Search code examples
phputf-8character-encodingdecodeutf8mb4

Character encoding/decoding returns ? signs or weird results when form is submitted


I know there are many similar posts about this but so far I couldn't solve my problem although I went thru them. I'm trying to print exact search keywords when I hit Search button but unfortunately I'm seeing encoded versions and I cannot decode. I read up on utf8_decode and iconv but no luck so far. I have many languages being used in my site but I'm only struggling with the chars below.
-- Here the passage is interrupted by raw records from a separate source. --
PR #854, opened 2026-07-02
feat(feed): accept remote Follows and track followers (#831)

fiddur:
## Summary

Slice 3c of the federated activity feed ([#831](https://github.com/fiddur/aurboda/issues/831)): **inbound `Follow` handling**. A remote actor (e.g. your Mastodon account) that follows a user's actor now gets an `Accept` and becomes an established follower — the piece that makes a Follow *complete* rather than sit pending. Builds on the merged actor + WebFinger surface (#850).

- **`feed_follower` table + `db/feed-follower.ts`**: per-user store of remote followers keyed by actor URI, caching their inbox + optional shared inbox and an `accepted` flag. Idempotent upsert (re-follow updates in place), list, remove. **4 integration tests.**
- **`federation.ts` inbox listeners**: `.on(Follow)` verifies the Follow targets one of our actors, dereferences the sender, persists the follower, and sends an `Accept`; `.on(Undo{Follow})` drops the follower. **Fedify verifies the inbound HTTP Signature before these handlers run**, so a request that reaches them is authenticated as the sending actor.

## Testing
The follower DB layer is integration-tested (4 tests). The inbox handler is **type-checked against Fedify's `Actor` API** and verified end-to-end against the deployed instance (a real Mastodon follow) — constructing signed inbox requests in a unit test isn't practical, and Fedify owns the signature-verification security boundary. Existing actor/WebFinger tests still pass (23 AP+follower tests total); backend `tsgo`/oxlint clean.

## Scope
The Follow/Accept flow uses the **personal inbox** (`/users/<user>/inbox`, already nginx-proxied) — what remote servers use for a single-user follow. The shared-inbox optimization (nginx `/inbox` + `endpoints.sharedInbox` advertisement) and **outbound post delivery** follow in the delivery slice (3d), after which a follower's timeline actually receives the user's shared activities.


fiddur (commented):
🛑 Changes required

Solid, well-scoped slice: the `feed_follower` store is clean, correctly upserts by `actor_uri` (per-user DB, so the URI-as-PK is fine), and has good integration coverage for add/list/re-follow/remove. The inbox wiring reads correctly — the `Undo{Follow}` delete is keyed by the *authenticated* `undo.actorId`, so a remote can only drop its own follow, which is the right security posture. Two things to address before merge:

1. **Stale `FEDERATION.md`.** This PR makes the inbox process inbound activities and perform HTTP-signature-verified `Follow`→`Accept` / `Undo{Follow}` handling, but `FEDERATION.md` still states the opposite: line 38-40 says "the inbox accepts but does not yet process inbound activities", line 11-12 defers inbound signature verification to "the inbox/delivery slices", and line 44 lists `Follow`→`Accept` under **Planned**. The doc self-describes as "maintained incrementally as #831 lands" and CLAUDE.md requires docs to be kept in sync when changing related behavior, so these now-incorrect statements should move to "Currently implemented". (`FEDERATION.md` isn't in the diff, so I can't comment inline.)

Note: I'm using utf8mb4_unicode_ci as collation in MySQL and same keywords were inserted into table as Ç, Ğ, İ, Ö, Ş, Ü, ç, ğ, ı, ö, ş, ü so because of encoding differences, search will fail in most case.

I also have internal chars set to mb_internal_encoding("UTF-8");

SEARCH KEYWORD: Ç, Ğ, İ, Ö, Ş, Ü, ç, ğ, ı, ö, ş, ü

SITE

<!DOCTYPE html>
<html>
    <head>
        <meta charset="utf-8">
    </head>
    <body>
        <form method="post" action="search.php">
            Keyword: <input type="text" name="keywords" />
            <button type="submit" class="btn btn-default">Search</button>
        </form>
    </body>
</html>

search.php

var_dump($_POST);
echo $_POST['keywords'];
echo '<br />';
echo utf8_decode($_POST['keywords']);
echo '<br />';
echo iconv("ISO-8859-1", "UTF-8", $_POST['keywords']);

OUTPUT When UTF-8 tag in EXIST

array (size=1)
      'keywords' => string 'Ç, Ğ, İ, Ö, Ş, Ü, ç, ğ, ı, ö, ş, ü' (length=46)
Ç, Ğ, İ, Ö, Ş, Ü, ç, ğ, ı, ö, ş, ü
Ç, ?, ?, Ö, ?, Ü, ç, ?, ?, ö, ?, ü
Ç, Ğ, İ, Ö, Ş, Ü, ç, ğ, ı, ö, ş, ü

OUTPUT When UTF-8 tag in REMOVED

// This will also break front-end for certain characters.
array (size=1)
      'keywords' => string 'Ç, &#286;, &#304;, Ö, &#350;, Ü, ç, &#287;, &#305;, ö, &#351;, ü' (length=64)
Ç, Ğ, İ, Ö, Ş, Ü, ç, ğ, ı, ö, ş, ü
?, Ğ, İ, ?, Ş, ?, ?, ğ, ı, ?, ş, ?
Ç, Ğ, İ, Ö, Ş, Ãœ, ç, ğ, ı, ö, ş, ü

Solution

  • Adding accept-charset="ISO-8859-1" to form element solved the problem.

    OUTPUT

    array (size=1)
      'keywords' => string 'Ç, &#286;, &#304;, Ö, &#350;, Ü, ç, &#287;, &#305;, ö, &#351;, ü' (length=64)
    
    Ç, Ğ, İ, Ö, Ş, Ü, ç, ğ, ı, ö, ş, ü
    ?, Ğ, İ, ?, Ş, ?, ?, ğ, ı, ?, ş, ?
    Ç, Ğ, İ, Ö, Ş, Ãœ, ç, ğ, ı, ö, ş, ü
    

    Note: Whether I have mb_internal_encoding("UTF-8"); or not, it doesn't affect the result.